* **TASK**: Reproduce, exactly and in full, only the lines below from the one containing "--- a/setup.py" through the one containing "Oof. Thanks for".

=== DATA PROVIDED ===

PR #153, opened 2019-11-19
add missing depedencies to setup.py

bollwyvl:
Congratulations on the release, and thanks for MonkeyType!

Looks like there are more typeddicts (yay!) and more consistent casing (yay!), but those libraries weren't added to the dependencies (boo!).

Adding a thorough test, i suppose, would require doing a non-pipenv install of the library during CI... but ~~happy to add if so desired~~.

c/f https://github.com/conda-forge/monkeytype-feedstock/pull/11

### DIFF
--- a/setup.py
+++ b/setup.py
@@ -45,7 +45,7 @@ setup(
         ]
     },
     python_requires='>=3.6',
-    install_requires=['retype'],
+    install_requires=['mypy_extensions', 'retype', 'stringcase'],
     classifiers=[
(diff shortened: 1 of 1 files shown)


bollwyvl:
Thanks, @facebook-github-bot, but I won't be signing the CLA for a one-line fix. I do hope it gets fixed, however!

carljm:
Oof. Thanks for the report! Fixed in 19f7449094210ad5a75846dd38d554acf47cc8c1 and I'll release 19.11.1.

===
=== DATA PROVIDED ===

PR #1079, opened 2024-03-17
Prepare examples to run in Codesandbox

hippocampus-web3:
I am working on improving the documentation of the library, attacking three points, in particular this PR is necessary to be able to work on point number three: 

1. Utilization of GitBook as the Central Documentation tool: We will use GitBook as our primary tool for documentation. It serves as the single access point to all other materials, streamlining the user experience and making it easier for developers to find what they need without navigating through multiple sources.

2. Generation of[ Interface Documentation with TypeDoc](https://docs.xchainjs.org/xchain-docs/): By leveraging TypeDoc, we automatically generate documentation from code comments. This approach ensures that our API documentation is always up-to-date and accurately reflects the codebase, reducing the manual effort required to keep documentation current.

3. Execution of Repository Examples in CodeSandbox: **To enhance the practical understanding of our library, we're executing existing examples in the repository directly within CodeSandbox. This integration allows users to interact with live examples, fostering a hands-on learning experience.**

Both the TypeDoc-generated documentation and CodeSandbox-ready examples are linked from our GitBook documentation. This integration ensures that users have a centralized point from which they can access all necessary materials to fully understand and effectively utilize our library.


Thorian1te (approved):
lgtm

===
=== DATA PROVIDED ===

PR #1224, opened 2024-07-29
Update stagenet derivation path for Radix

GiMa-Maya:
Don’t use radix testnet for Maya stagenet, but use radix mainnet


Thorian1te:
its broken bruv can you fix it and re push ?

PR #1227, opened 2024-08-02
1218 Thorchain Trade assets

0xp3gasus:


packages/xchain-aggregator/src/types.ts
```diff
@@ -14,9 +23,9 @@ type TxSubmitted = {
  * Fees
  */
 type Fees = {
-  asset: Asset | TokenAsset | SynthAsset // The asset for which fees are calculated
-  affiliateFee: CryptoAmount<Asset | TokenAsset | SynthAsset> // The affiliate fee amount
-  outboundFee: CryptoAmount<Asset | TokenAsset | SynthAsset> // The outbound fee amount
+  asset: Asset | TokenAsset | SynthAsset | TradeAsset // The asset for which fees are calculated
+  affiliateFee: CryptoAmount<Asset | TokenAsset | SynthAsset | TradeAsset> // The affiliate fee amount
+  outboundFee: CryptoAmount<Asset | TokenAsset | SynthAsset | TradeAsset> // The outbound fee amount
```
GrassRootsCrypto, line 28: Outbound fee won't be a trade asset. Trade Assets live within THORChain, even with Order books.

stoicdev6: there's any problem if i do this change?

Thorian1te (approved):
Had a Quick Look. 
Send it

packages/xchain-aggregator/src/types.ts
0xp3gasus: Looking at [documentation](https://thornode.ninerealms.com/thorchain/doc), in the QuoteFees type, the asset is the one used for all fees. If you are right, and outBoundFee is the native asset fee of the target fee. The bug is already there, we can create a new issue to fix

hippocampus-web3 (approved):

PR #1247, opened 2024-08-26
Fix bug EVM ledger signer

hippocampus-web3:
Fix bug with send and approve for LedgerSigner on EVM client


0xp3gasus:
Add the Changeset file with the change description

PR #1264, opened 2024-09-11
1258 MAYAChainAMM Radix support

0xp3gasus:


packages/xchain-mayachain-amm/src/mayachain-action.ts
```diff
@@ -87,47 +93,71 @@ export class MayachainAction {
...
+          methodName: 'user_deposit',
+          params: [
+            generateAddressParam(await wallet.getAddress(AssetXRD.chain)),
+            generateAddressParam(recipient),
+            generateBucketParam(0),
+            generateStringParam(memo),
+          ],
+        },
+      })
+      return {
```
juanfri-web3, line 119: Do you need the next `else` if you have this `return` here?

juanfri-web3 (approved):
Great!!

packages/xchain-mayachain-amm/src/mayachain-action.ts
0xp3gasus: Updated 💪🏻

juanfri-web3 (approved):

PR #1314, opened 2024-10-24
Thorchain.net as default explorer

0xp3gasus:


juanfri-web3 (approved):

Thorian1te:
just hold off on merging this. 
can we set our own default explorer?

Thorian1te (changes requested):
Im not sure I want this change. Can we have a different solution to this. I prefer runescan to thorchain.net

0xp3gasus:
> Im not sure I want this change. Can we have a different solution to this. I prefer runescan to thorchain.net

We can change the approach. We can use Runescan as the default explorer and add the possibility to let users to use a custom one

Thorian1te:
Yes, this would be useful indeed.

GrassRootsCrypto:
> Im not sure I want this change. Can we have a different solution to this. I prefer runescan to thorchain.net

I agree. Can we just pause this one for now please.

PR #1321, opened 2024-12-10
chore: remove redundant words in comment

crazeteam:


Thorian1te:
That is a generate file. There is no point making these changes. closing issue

===

* **ANSWER AREA**:
--- a/setup.py
+++ b/setup.py
@@ -45,7 +45,7 @@ setup(
         ]
     },
     python_requires='>=3.6',
-    install_requires=['retype'],
+    install_requires=['mypy_extensions', 'retype', 'stringcase'],
     classifiers=[
(diff shortened: 1 of 1 files shown)


bollwyvl:
Thanks, @facebook-github-bot, but I won't be signing the CLA for a one-line fix. I do hope it gets fixed, however!

carljm:
Oof. Thanks for the report! Fixed in 19f7449094210ad5a75846dd38d554acf47cc8c1 and I'll release 19.11.1.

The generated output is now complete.